В качестве реального нефтяного сырья (табл. 2) для испытаний была использована смесь вакуумного газойля (ВГ), тяжелого газойля коксования (ТГК) и деасфальтизата (ДА) в соотношениях (мас. %) 85 : 10 : 5 соответственно, сырье предоставлено АО “НК НПЗ”. Полученную смесь после проведения процесса гидроочистки можно применять как сырье установки каталитического крекинга.

Таблица 2.

Характеристика тяжелого нефтяного сырья

Сырье Содержание
S, мас. % N, мг/кг МАУ, мас. % БАУ, мас. % ПАУ, мас. %
ВГ 2.097 2300 20.1 12.0 10.6
ТГК 2.405 900 17.3 9.1 2.0
ДА 1.596 300 27.7 11.8 49.8
Смесевое 2.120 1900 20.2 11.7 11.7

Примечание. ВГ – вакуумный газойль, ТГК – тяжелый газойль коксования, ДА – деасфальтизат, МАУ, БАУ и ПАУ – моно-, би- и полиароматические углеводороды соответственно.

Плотность нефтяных фракций и гидрогенизатов определяли в соответствии с [45]. Содержание общей серы измеряли с помощью рентгенофлуоресцентного анализатора EDX800HS (“Shimadzu”, Япония) по предварительно полученным калибровочным зависимостям. Данные о содержании азота в гидрогенизатах получали с использованием элементного анализатора Multi EA 5000 (“Analytik Jena”, Германия) методом некаталитического сжигания с последующим детектированием на хемилюминесцентном детекторе.
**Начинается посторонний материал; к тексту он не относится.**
PR #7799, opened 2018-06-26
Update mix.ex

fertapric:
Minor changes in documentation:

* use "Elixir" instead of "elixir". [The comment was collapsed in the original PR and it was ignored 😞 ](https://github.com/elixir-lang/elixir/pull/7792#discussion_r197716526)
* correct the number of aliases
* remove double space

cc @smorin


josevalim:

PR #7801, opened 2018-06-26
Make test suite for assert_no_guard more robust

fertapric:
If I got it right, one of the reasons for that change was to get the message:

Коэффициент рефракции находили при температуре 70°C на рефрактометре ИРФ-454 (АО “КОМЗ”, Россия) [46].

Количественное определение ароматических углеводородов (АУВ) проводили с помощью высокоэффективной жидкостной хроматографии (ВЭЖХ) в изотермическом режиме на жидкостном хроматографе Prominence (“Shimadzu”, Япония), снабженном полупрепаративным градиентным насосом LC-20AD, дегазатором подвижной фазы DGU-20A3, спектрофотометрическим детектором с термостатируемой ячейкой SPD-20A и термостатом колонок CTO-20A. Детектирование элюата осуществляли при длине волны 280 нм.

Термоаналитические исследования (дифференциальный термический анализ и термогравиметрический анализ (ДТА-ТГА)) отработанных катализаторов гидроочистки выполняли методом дифференциального термического-термогравиметрического анализа на дериватографе STA 449F3 (“Netzsch”, Германия) в температурном диапазоне 30–800°С и при скорости нагрева 10°С/мин в среде воздуха.
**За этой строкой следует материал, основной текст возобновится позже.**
PR #7803, opened 2018-06-26
Add `blame` callback for KeyError

### LINKED ISSUE #7779: Provide KeyError.blame
The `KeyError` exception should provide a did-you-mean style suggestion in the optional `blame` callback. It should check the `term` value and if it's a map or a keyword, it should extract available keys and compare against the requested value.
For strings and atoms this is easy, it's probably harder to do for other types - the initial implementation might do this just for strings and atoms.

devonestes:
This starts with an initial implementation of the `blame/2` callback
for `KeyError` to add some helpful `did_you_mean` feedback for
potentially typo'd keys. Right now it's only implemented for maps and
keyword lists, and only for string and atom keys.

Resolves #7779

### DIFF
--- a/lib/elixir/lib/exception.ex
+++ b/lib/elixir/lib/exception.ex
@@ -1091,17 +1091,84 @@ defmodule Protocol.UndefinedError do
 end
 
 defmodule KeyError do
-  defexception [:key, :term]
+  defexception [:key, :term, :message]
 
   @impl true
-  def message(exception) do
-    msg = "key #{inspect(exception.key)} not found"
+  def message(exception = %{message: nil}), do: message(exception.key, exception.term)
+  def message(%{message: message}), do: message
 
-    if exception.term != nil do
-      msg <> " in: #{inspect(exception.term)}"
+  def message(key, term) do
+    msg = "key #{inspect(key)} not found"
+
+    if term != nil do
+      msg <> " in: #{inspect(term)}"
     else
       msg
     end
+  end
+
+  @impl true
+  def blame(exception = %{term: nil}, stacktrace) do
+    message = message(exception.key, exception.term)
+    {%{exception | message: message}, stacktrace}
+  end
+
+  def blame(exception = %{term: term}, stacktrace) when is_map(term) do
+    available_keys = Map.keys(term)
+    hint = did_you_mean(exception.key, available_keys)
+    message = message(exception.key, term) <> IO.iodata_to_binary(hint)
+    {%{exception | message: message}, stacktrace}
+  end
+
+  def blame(exception = %{term: term}, stacktrace) when is_list(term) do
+    available_keys = Keyword.keys(term)
+    hint = did_you_mean(exception.key, available_keys)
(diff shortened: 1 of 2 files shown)


lib/elixir/lib/exception.ex
```diff
@@ -1091,18 +1091,85 @@ defmodule Protocol.UndefinedError do
...
+  defexception [:key, :term, :message]
 
   @impl true
-  def message(exception) do
-    msg = "key #{inspect(exception.key)} not found"
+  def message(exception = %{message: nil}), do: message(exception.key, exception.term)
+  def message(%{message: message}), do: message
+
+  def message(key, term) do
+    msg = "key #{inspect(key)} not found"
```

Для Ni6PMo12-образца был проведен анализ гидрогенизатов методами определения плотности и коэффициента преломления, по полученным значениям рассчитан интерцепт рефракции (табл. 3) согласно формуле [47]:

$RI = n - \frac{d}{2},$
где n – показатель преломления нефтепродукта; d – плотность нефтепродукта при 20°C.

Таблица 3.

Интерцепт рефракции

Катализатор Температура, °С ОСПС, ч–1 Интерцепт
Ni6PMo12 360 4.0 1.0493
2.0 1.0408
1.0 1.0419
0.5 1.0420
390 4.0 1.0405
2.0 1.0410
1.0 1.0366
0.5 1.0417

РЕЗУЛЬТАТЫ И ИХ ОБСУЖДЕНИЕ

В настоящей работе выполнены кинетические исследования реакций гидродесульфуризации, гидродеазотирования, а также изучены закономерности реакций гидрирования ароматических углеводородов на триметаллических катализаторах гидроочистки Ni6MonW12 – n(S)/Al2O3 с разным мольным отношением Mo/W (табл. 1). В качестве образца сравнения использовали промышленный NiMo/Al2O3-катализатор гидроочистки вакуумного газойля.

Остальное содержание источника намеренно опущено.